La red de Google pesa sobre Washington

La firma gastó 6 mdd el año pasado en cabildeo en diferentes agencias de Gobierno de Estados Unidos; concentró sus esfuerzos en tres asuntos: apertura de Internet, privacidad y derechos de autor.
obama-google  (Foto: Cortesía Fortune)
David Goldman
NUEVA YORK -

Google está arrasando con el capital de los Estados Unidos; a cinco años de haber abierto su oficina en Washington, el gigante tecnológico está teniendo un papel crecientemente poderoso en los debates de políticas públicas en materias que van desde reformas a las patentes hasta políticas extranjeras.

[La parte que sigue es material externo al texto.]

PR #7000, opened 2020-09-10
adds missing redirects for old 2.0 pages

EverlastingBugstopper:
this PR adds some redirects for old 2.0 links - I'm thinking that maybe instead of inlining everything like I did that maybe all the redirects I added should go in their own new section. Thoughts?

cc @StephenBarlow and @abernix

### DIFF
--- a/docs/static/_redirects
+++ b/docs/static/_redirects
@@ -46,34 +46,57 @@
 
 # React Apollo 2.0 - Basics
 # https://github.com/apollographql/apollo-client/pull/3097
-/docs/react/basics/setup.html /docs/react/essentials/get-started.html
-/docs/react/basics/queries.html /docs/react/essentials/queries.html
-/docs/react/basics/mutations.html /docs/react/essentials/mutations.html
-/docs/react/basics/network-layer.html /docs/react/advanced/network-layer.html
-/docs/react/basics/caching.html /docs/react/advanced/caching.html
+/docs/react/basics/setup.html /docs/react/get-started/
+/docs/react/essentials/get-started.html /docs/react/get-started/
+/docs/react/basics/queries.html /docs/react/data/queries/
+/docs/react/essentials/queries.html /docs/react/data/queries/
+/docs/react/basics/mutations.html /docs/react/data/mutations/
+/docs/react/essentials/mutations.html /docs/react/data/mutations/
+/docs/react/basics/network-layer.html /docs/react/networking/network-layer/
+/docs/react/advanced/network-layer.html /docs/react/networking/network-layer/
+/docs/react/basics/caching.html /docs/react/caching/cache-configuration/
+/docs/react/advanced/caching.html /docs/react/caching/cache-configuration/
 
 # React Apollo 2.0 - Features
 # https://github.com/apollographql/apollo-client/pull/3097
-/docs/react/features/caching.html /docs/react/advanced/caching.html
-/docs/react/features/cache-updates.html /docs/react/advanced/caching.html
-/docs/react/features/fragments.html /docs/react/advanced/fragments.html
-/docs/react/features/subscriptions.html /docs/react/advanced/subscriptions.html
-/docs/react/features/react-native.html /docs/react/recipes/react-native.html
-/docs/react/features/static-typing.html /docs/react/recipes/static-typing.html
+/docs/react/features/caching.html /docs/react/caching/cache-configuration/
+/docs/react/advanced/caching.html /docs/react/caching/cache-configuration/
+/docs/react/features/cache-updates.html /docs/react/caching/cache-configuration/
+/docs/react/advanced/caching.html /docs/react/caching/cache-configuration/
+/docs/react/features/fragments.html /docs/react/data/fragments/
+/docs/react/advanced/fragments.html /docs/react/data/fragments/
+/docs/react/features/subscriptions.html /docs/react/data/subscriptions/
+/docs/react/advanced/subscriptions.html /docs/react/data/subscriptions/
+/docs/react/features/react-native.html /docs/react/integrations/react-native/
+/docs/react/recipes/react-native.html /docs/react/integrations/react-native/
+/docs/react/features/static-typing.html /docs/react/development-testing/static-typing/
+/docs/react/recipes/static-typing.html /docs/react/development-testing/static-typing/
+/docs/react/features/error-handling.html /docs/react/data/error-handling/
 
 # React Apollo 2.0 - Recipes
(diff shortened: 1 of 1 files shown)


trevorblades:
This looks good @EverlastingBugstopper, but I think we should add another line redirect for `/docs/react/features/error-handling.html` in there under 2.0 features.

```
/docs/react/features/error-handling.html /docs/react/data/error-handling/
```

That should do the trick!

EverlastingBugstopper:
do you know if that also used to be a recipe? should i also add this?

```
/docs/react/recipes/error-handling.html /docs/react/data/error-handling/
```

docs/static/_redirects
```diff
@@ -46,34 +46,56 @@
...
+/docs/react/api/react-apollo.html /docs/react/get-started
+/docs/react/essentials/queries.html#api /docs/react/data/queries/#options
+docs/react/api/react-apollo.html#graphql-query-options /docs/react/data/queries/#options
+/docs/react/basics/mutations.html#api /docs/react/basics/mutations.html
+/docs/react/recipes/simple-example.html /docs/react/get-started
+docs/react/essentials/get-started.html /docs/react/get-started
+/docs/react/api/apollo-client.html#FetchPolicy /docs/react/api/core/ApolloClient/#example-defaultoptions-object
+docs/react/api/react-apollo.html#graphql-config-options-fetchPolicy /docs/react/api/core/ApolloClient/#example-defaultoptions-object
+/docs/react/api/apollo-client.html#ErrorPolicy /docs/react/api/core/ApolloClient/#example-defaultoptions-object
+docs/react/api/react-apollo.html#graphql-config-options-errorPolicy /docs/react/api/core/ApolloClient/#example-defaultoptions-object
```
EverlastingBugstopper, line 99: i was also wondering if this was the right thing to do here - i couldnt find any more detailed reference information about these two APIs aside from in the default options object documentation

trevorblades:
> do you know if that also used to be a recipe? should i also add this?

I'm not sure if it used to be a recipe. My gut says no but maybe @abernix knows better.

docs/static/_redirects
trevorblades: This looks good to me 👍

EverlastingBugstopper:
wayback machine's got nothing

docs/static/_redirects
```diff
@@ -46,34 +46,57 @@
...
 # https://github.com/apollographql/apollo-client/pull/3097
-/docs/react/basics/setup.html /docs/react/essentials/get-started.html
-/docs/react/basics/queries.html /docs/react/essentials/queries.html
-/docs/react/basics/mutations.html /docs/react/essentials/mutations.html
-/docs/react/basics/network-layer.html /docs/react/advanced/network-layer.html
-/docs/react/basics/caching.html /docs/react/advanced/caching.html
+/docs/react/basics/setup.html /docs/react/get-started
+/docs/react/essentials/get-started.html /docs/react/get-started
+/docs/react/basics/queries.html /docs/react/data/queries
+/docs/react/essentials/queries.html /docs/react/data/queries
```
abernix, line 52: While these would work without the trailing slash, there is another redirect that happens to _add_ the slash when its omitted.  If we just add the slash here, we avoid the extra hop.  Minor performance thing, maybe, but feels right to skip those hops when we know they're going to happen.

```suggestion
/docs/react/basics/setup.html /docs/react/get-started/
/docs/react/essentials/get-started.html /docs/react/get-started/
/docs/react/basics/queries.html /docs/react/data/queries/
/docs/react/essentials/queries.html /docs/react/data/queries/
```

docs/static/_redirects
```diff
@@ -46,34 +46,57 @@
...
 # Ported from old _config.yml file
-/docs/react/essentials/get-started.html#api docs/react/api/react-apollo.html
-/docs/react/essentials/queries.html#api docs/react/api/react-apollo.html#graphql-query-options
-/docs/react/basics/mutations.html#api docs/react/api/react-apollo.html#graphql-mutation-options
-/docs/react/recipes/simple-example.html docs/react/essentials/get-started.html
-/docs/react/api/apollo-client.html#FetchPolicy docs/react/api/react-apollo.html#graphql-config-options-fetchPolicy
-/docs/react/api/apollo-client.html#ErrorPolicy docs/react/api/react-apollo.html#graphql-config-options-errorPolicy
-/docs/react/features/performance.html /docs/react/recipes/performance.html
+/docs/react/essentials/get-started.html#api /docs/react/get-started
+/docs/react/api/react-apollo.html /docs/react/get-started
```
abernix, line 91: Same trailing slash thing I'd note above to avoid the extra hop!

```suggestion
/docs/react/essentials/get-started.html#api /docs/react/get-started/
/docs/react/api/react-apollo.html /docs/react/get-started/
```

docs/static/_redirects
```diff
@@ -46,34 +46,57 @@
...
+/docs/react/essentials/queries.html#api /docs/react/data/queries/#options
+docs/react/api/react-apollo.html#graphql-query-options /docs/react/data/queries/#options
+/docs/react/basics/mutations.html#api /docs/react/basics/mutations.html
+/docs/react/recipes/simple-example.html /docs/react/get-started
+docs/react/essentials/get-started.html /docs/react/get-started
```
abernix, line 96: Same again

```suggestion
/docs/react/recipes/simple-example.html /docs/react/get-started/
docs/react/essentials/get-started.html /docs/react/get-started/
```

abernix (approved):
Thanks so much for opening this, @EverlastingBugstopper!

I believe my suggestions here to add trailing slashes are in the right spirit, even if unnecessary.  If anything, it makes the match with the others.  Perhaps @trevorblades can confirm, but as far as I'm aware the reason — which is briefly noted in my comment below as well — is that without it we redirect to with the `/` anyhow (I don't recall at what level, browser, proxy, etc.) 

Also, I certainly don't mean to be pedantic about minimizing what seem to be trivial redirects, but there is a certain overhead to it and there are cases where transparent proxies will refuse to go over a certain count of redirects (e.g., "Too many redirects"), so reducing the possible count seems worthwhile.

> I'm not sure if it used to be a recipe. My gut says no but maybe @abernix knows better.

I can't recall precisely but your gut matches mine here and @EverlastingBugstopper's WayBack wading seems validating enough to me.

✅ , but maybe wait for @trevorblades feedback about my pedantry.  (And just dismiss these suggestions if it's not important!)

EverlastingBugstopper:
great catch - thanks! i think it should be good now :)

La firma ejerció presión sobre 13 agencias gubernamentales el año pasado, gastando  menos de 6 millones de dólares en el proceso. Eso posiciona a la compañía de búsquedas entre las empresas más influyentes en Washington, justo detrás de Microsoft, IBM y Oracle.

La firma cuenta con 30 empleados en Washington, y recurre a algunos de los nombres más fuertes entre los grupos de cabildeo en busca de asesoría externa, como Podesta Group, Dukto Worldwide y McBee Strategic Consulting.

El año pasado, entre las 16 propuestas de ley sobre las que Google cabildeó, se encontraba una para crear un fondo de inversión para energía limpia, y otra propuesta para detallar públicamente quién está haciendo uso del espectro radioeléctrico. Google también pidió a la Comisión Federal de Comunicaciones (FCC por sus siglas en inglés) que apoyara la "neutralidad de la red": el Internet sin filtros y de igual acceso para todos.

Este año, la oficina de la compañía en Washington se ha concentrado primordialmente en la libertad de expresión en Internet, sobre todo por sus muy sonadas batallas contra el Gobierno chino. La semana pasada, el encargado de políticas en firma, Alan Davidson, pidió a los legisladores que adopten políticas que aseguren un Internet neutro y abierto a nivel nacional, y que ejerzan presión sobre los gobiernos extranjeros que aplican censura en la red.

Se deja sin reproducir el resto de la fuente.